■ **Exercise directions**:
Report how many lines below contain the word "module". Give only the number.

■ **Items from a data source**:
########################################
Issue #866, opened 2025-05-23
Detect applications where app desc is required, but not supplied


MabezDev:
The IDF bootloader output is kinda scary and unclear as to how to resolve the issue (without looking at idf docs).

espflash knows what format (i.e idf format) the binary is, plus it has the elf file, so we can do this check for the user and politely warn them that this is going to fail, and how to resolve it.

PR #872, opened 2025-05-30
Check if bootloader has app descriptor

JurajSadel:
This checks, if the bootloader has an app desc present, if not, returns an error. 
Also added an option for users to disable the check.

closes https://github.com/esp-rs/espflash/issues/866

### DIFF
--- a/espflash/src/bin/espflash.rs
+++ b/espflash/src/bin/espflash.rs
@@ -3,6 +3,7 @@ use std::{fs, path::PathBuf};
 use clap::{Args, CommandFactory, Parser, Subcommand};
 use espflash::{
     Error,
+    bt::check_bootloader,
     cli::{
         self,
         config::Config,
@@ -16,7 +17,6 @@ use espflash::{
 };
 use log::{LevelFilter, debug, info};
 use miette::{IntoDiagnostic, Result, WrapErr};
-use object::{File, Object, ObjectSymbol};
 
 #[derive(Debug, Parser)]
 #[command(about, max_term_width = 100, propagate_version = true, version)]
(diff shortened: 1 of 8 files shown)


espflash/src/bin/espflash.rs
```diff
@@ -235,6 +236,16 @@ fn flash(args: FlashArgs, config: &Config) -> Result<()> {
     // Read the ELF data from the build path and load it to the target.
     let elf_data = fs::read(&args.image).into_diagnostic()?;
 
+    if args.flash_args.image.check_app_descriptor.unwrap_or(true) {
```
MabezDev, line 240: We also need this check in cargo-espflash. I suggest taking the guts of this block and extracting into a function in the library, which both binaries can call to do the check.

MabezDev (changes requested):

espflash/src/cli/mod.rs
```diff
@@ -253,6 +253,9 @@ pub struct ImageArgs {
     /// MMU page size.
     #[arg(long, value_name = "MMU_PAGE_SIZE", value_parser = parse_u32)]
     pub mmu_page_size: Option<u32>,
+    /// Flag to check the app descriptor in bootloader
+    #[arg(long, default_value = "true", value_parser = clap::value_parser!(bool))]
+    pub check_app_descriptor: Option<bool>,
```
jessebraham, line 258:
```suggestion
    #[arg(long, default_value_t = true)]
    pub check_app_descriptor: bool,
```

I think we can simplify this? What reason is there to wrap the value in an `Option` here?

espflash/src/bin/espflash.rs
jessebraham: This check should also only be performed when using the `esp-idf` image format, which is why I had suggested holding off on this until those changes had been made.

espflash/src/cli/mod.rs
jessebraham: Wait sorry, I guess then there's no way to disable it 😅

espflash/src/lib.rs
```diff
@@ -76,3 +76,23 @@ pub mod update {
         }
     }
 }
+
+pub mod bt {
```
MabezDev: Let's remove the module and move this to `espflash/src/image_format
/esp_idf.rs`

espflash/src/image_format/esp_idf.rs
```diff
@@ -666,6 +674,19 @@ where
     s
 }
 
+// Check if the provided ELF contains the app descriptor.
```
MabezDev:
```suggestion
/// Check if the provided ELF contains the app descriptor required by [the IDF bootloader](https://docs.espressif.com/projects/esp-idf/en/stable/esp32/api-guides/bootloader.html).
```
########################################
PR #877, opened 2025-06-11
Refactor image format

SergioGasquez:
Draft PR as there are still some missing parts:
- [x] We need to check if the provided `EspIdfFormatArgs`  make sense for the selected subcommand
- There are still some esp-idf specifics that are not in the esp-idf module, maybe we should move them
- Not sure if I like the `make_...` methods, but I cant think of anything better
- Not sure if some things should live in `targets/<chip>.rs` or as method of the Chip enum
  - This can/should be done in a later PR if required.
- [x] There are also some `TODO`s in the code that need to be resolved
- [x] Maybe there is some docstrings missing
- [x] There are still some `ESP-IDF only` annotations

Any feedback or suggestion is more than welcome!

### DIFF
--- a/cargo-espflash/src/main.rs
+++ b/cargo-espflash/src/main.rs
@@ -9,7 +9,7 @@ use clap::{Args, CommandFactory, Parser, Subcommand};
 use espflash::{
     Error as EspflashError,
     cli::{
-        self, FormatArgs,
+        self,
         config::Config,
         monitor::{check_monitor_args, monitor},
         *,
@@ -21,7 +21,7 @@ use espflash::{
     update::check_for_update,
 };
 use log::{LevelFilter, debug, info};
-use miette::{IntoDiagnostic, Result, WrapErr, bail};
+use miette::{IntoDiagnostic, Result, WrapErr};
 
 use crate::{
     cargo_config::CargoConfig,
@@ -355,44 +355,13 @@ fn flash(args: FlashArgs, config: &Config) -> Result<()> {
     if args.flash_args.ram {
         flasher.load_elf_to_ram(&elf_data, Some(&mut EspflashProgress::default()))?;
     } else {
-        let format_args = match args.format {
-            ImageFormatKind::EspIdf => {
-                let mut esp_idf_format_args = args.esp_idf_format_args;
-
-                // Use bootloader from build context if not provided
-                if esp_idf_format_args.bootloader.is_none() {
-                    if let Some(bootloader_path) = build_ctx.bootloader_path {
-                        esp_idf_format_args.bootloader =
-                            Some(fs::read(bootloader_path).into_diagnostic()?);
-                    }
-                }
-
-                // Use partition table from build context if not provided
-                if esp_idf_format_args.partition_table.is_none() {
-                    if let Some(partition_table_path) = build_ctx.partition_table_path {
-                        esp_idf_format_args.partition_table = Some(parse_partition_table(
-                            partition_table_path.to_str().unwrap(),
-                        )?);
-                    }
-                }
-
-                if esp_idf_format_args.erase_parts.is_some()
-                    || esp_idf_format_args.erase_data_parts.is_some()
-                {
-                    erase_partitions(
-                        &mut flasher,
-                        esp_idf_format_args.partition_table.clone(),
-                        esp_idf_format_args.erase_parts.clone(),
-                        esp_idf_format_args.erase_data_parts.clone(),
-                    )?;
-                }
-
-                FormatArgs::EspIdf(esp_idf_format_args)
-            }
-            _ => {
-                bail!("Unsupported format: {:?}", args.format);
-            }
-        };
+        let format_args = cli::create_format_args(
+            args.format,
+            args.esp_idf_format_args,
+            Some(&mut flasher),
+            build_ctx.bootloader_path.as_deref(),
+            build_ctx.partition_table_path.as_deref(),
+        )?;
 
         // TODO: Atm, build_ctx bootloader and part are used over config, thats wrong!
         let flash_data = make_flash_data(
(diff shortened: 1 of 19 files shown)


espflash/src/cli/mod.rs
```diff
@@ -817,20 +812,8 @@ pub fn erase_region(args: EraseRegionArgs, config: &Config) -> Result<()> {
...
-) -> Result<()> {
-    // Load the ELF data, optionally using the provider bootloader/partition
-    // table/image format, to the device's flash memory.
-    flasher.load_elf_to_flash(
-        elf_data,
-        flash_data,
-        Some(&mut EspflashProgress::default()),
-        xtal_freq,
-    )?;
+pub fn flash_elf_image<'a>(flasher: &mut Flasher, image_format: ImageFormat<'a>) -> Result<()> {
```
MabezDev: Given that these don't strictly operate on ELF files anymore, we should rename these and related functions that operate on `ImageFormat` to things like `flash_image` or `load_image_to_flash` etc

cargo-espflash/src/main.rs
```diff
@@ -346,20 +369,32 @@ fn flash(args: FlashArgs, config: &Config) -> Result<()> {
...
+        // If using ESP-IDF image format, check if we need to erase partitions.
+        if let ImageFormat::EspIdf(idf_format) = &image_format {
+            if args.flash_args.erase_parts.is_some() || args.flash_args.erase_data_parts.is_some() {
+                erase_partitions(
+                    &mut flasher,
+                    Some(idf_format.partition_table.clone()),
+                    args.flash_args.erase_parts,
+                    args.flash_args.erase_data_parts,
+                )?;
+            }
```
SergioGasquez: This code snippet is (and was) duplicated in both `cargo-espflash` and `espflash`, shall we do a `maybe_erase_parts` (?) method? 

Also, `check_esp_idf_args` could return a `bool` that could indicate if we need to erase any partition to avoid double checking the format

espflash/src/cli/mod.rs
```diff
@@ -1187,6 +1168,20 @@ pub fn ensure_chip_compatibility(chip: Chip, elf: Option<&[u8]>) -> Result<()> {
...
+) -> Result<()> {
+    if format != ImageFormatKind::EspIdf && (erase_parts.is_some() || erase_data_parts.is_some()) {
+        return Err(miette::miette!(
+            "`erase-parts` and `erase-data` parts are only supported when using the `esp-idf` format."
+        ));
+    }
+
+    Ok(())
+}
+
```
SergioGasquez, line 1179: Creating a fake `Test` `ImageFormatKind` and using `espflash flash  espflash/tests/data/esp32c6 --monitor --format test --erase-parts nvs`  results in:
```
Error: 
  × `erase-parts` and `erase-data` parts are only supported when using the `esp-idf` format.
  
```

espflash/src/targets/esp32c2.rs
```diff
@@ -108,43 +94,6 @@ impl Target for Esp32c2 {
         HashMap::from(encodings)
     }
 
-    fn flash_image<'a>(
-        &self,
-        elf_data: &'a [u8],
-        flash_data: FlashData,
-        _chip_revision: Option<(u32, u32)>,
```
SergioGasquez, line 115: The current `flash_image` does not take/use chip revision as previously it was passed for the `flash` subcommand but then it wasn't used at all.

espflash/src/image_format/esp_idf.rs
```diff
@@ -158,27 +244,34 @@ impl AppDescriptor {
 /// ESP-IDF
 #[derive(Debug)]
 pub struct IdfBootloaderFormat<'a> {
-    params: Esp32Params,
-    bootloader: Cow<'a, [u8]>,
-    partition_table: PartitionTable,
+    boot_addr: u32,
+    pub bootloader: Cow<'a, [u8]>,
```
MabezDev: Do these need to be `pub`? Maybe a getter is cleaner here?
########################################
■ **Answer section**:
2